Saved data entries
====================

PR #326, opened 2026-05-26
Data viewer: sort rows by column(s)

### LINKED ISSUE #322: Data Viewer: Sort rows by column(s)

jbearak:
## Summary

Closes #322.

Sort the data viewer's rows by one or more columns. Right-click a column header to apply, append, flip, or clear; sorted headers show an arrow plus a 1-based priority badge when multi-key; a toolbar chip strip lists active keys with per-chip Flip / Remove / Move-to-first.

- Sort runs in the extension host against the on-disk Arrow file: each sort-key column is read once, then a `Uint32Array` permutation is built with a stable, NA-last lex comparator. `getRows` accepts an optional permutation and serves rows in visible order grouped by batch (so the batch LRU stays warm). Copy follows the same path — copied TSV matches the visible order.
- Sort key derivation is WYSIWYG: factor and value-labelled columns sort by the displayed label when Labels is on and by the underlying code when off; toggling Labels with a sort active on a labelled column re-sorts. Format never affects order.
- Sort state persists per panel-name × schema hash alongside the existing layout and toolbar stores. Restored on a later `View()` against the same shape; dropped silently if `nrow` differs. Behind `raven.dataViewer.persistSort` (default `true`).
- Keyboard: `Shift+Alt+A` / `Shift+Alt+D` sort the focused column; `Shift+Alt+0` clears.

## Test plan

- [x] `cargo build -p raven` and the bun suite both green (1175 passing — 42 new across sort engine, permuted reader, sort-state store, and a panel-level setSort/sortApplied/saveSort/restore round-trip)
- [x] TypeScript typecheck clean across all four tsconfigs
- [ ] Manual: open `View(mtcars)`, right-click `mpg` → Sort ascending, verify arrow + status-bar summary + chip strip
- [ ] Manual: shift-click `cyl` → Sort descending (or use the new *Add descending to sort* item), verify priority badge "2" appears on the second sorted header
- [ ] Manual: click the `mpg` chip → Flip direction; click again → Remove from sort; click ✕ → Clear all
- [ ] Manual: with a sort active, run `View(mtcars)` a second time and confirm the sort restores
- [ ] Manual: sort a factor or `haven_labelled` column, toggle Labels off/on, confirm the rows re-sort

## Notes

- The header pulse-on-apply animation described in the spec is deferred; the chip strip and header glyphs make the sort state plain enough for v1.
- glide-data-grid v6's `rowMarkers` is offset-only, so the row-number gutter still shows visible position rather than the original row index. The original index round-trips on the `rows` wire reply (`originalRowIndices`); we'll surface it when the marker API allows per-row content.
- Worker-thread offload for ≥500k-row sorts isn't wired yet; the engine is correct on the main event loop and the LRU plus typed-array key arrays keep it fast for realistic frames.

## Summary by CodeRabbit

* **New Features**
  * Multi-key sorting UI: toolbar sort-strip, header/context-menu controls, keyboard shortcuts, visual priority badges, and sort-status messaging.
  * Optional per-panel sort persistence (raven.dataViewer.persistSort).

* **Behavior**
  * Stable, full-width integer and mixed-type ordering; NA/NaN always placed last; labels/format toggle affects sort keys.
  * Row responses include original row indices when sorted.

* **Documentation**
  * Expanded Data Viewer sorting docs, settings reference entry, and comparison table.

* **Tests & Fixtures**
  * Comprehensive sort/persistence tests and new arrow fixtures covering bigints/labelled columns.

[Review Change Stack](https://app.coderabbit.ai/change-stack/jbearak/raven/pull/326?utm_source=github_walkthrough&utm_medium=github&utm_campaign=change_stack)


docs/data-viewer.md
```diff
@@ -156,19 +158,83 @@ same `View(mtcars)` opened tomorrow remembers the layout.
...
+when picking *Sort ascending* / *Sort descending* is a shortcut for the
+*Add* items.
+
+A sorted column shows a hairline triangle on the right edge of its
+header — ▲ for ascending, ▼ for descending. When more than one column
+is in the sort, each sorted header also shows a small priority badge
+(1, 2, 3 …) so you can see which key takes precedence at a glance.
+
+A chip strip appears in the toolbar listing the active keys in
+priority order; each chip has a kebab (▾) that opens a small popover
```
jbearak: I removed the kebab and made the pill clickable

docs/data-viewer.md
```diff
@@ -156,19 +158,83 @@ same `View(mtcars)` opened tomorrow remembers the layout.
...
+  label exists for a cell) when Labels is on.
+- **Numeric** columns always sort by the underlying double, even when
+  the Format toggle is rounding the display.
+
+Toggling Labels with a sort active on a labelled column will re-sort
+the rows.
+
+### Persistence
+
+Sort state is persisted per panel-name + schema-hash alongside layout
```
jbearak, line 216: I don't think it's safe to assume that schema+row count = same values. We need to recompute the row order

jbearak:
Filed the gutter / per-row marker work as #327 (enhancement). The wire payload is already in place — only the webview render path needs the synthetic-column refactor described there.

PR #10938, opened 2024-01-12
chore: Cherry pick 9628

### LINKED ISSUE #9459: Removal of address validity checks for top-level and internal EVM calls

====================

**Exercise requirements**. Extract every line above that contains the word "toolbar".

**Solution to the problem**.
Sort the data viewer's rows by one or more columns. Right-click a column header to apply, append, flip, or clear; sorted headers show an arrow plus a 1-based priority badge when multi-key; a toolbar chip strip lists active keys with per-chip Flip / Remove / Move-to-first.
- Sort state persists per panel-name × schema hash alongside the existing layout and toolbar stores. Restored on a later `View()` against the same shape; dropped silently if `nrow` differs. Behind `raven.dataViewer.persistSort` (default `true`).
  * Multi-key sorting UI: toolbar sort-strip, header/context-menu controls, keyboard shortcuts, visual priority badges, and sort-status messaging.
+A chip strip appears in the toolbar listing the active keys in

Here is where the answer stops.